# [Your task]
Which of the lines below contain the string "RootHeaderMinorItemsVersion"? Copy each one.

** Data extracts follows **

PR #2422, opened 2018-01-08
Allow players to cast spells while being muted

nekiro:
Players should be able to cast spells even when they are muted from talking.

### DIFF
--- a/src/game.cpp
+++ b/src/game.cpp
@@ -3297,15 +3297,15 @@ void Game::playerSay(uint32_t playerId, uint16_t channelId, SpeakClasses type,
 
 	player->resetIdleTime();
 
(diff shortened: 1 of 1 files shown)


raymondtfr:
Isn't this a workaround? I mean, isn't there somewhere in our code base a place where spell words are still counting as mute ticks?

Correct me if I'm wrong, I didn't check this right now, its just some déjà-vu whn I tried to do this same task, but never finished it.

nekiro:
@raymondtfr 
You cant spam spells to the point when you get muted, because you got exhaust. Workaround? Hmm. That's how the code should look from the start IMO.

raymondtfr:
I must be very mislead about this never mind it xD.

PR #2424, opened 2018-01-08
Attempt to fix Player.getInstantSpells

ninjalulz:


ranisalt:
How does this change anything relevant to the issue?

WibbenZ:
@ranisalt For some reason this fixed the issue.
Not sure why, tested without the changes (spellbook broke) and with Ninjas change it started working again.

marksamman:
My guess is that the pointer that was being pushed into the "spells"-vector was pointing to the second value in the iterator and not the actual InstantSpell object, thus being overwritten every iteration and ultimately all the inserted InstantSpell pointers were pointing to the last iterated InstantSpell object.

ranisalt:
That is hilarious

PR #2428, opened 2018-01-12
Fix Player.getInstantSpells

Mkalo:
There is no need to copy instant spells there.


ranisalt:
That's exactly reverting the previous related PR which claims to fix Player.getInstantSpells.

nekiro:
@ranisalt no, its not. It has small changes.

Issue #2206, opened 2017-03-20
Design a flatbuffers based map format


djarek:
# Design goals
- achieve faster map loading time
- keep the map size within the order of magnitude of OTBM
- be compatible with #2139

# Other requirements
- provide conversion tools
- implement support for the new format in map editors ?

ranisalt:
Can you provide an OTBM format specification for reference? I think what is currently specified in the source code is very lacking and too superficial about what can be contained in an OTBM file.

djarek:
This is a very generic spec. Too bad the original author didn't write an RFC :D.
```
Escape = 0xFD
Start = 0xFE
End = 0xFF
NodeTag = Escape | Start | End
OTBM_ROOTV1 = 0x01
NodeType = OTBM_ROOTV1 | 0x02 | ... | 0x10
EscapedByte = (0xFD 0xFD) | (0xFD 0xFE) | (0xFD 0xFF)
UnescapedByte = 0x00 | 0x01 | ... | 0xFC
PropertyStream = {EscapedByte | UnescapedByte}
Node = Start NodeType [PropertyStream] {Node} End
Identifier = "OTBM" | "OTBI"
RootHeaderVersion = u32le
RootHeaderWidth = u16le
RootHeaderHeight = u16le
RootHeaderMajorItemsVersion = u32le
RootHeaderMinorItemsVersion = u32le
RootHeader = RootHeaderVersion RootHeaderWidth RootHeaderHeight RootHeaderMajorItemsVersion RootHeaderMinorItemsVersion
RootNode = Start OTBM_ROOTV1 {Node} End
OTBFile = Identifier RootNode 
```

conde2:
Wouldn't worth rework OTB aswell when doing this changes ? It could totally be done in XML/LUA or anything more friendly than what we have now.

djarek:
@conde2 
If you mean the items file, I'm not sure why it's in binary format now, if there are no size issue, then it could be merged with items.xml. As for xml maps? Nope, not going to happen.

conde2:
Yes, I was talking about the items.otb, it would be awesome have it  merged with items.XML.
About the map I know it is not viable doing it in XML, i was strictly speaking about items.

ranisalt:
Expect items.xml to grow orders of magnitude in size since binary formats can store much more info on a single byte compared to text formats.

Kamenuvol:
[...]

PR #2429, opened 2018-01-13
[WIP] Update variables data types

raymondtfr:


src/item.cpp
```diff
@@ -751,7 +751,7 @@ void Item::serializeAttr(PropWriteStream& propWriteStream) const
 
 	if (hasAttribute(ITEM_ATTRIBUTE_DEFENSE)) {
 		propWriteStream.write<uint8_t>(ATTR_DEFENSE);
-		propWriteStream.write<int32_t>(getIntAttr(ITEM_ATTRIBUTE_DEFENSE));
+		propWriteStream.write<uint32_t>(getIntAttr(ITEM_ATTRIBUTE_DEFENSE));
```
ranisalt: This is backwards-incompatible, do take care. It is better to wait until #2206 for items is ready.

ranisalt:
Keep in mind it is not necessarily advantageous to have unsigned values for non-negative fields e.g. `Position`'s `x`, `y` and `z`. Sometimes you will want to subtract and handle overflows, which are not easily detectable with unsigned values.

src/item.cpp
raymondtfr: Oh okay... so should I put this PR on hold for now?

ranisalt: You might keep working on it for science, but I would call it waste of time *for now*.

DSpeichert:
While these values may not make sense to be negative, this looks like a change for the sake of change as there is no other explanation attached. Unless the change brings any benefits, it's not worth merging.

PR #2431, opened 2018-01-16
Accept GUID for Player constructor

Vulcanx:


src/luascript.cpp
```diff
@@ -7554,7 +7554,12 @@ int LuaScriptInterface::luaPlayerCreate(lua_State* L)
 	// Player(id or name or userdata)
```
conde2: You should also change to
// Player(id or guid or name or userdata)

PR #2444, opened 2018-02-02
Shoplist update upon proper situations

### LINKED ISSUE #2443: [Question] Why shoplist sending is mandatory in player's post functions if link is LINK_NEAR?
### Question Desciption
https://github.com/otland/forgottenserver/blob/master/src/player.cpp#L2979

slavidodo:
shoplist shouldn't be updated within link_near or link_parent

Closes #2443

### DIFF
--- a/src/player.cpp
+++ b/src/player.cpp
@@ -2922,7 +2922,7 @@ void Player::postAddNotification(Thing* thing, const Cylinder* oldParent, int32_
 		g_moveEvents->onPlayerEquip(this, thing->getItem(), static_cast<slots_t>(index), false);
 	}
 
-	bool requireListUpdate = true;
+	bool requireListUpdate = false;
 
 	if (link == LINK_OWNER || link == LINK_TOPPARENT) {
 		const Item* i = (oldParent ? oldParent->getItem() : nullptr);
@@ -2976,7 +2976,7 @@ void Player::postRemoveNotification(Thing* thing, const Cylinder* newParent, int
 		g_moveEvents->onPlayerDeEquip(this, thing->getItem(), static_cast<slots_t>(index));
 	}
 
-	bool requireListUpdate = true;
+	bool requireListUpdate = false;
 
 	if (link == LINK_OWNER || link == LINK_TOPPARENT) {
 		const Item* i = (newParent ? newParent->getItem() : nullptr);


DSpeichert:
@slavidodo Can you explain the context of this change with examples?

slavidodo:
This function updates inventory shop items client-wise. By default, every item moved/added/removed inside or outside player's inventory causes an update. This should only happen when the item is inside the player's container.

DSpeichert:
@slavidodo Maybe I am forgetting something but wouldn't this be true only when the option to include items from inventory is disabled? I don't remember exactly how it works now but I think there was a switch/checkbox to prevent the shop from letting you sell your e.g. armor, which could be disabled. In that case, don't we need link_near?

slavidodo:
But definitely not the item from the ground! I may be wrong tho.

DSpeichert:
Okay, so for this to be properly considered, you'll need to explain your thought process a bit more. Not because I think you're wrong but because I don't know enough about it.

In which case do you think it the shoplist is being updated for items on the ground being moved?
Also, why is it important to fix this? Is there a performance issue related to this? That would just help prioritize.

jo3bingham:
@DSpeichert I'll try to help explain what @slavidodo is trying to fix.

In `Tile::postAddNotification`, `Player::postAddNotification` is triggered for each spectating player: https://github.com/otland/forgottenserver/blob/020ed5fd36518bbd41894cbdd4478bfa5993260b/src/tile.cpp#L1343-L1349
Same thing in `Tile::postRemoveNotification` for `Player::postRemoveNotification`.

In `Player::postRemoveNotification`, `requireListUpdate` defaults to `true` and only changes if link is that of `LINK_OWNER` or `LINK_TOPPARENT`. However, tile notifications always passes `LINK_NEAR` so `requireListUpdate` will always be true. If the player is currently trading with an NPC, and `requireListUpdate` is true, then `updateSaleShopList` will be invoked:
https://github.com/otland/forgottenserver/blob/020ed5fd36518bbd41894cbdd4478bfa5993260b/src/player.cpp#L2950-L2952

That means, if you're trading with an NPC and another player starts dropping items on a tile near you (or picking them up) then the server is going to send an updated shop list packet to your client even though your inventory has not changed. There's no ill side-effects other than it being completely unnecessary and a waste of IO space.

** End of Data extracts **

# [Problem solution]
RootHeaderMinorItemsVersion = u32le
RootHeader = RootHeaderVersion RootHeaderWidth RootHeaderHeight RootHeaderMajorItemsVersion RootHeaderMinorItemsVersion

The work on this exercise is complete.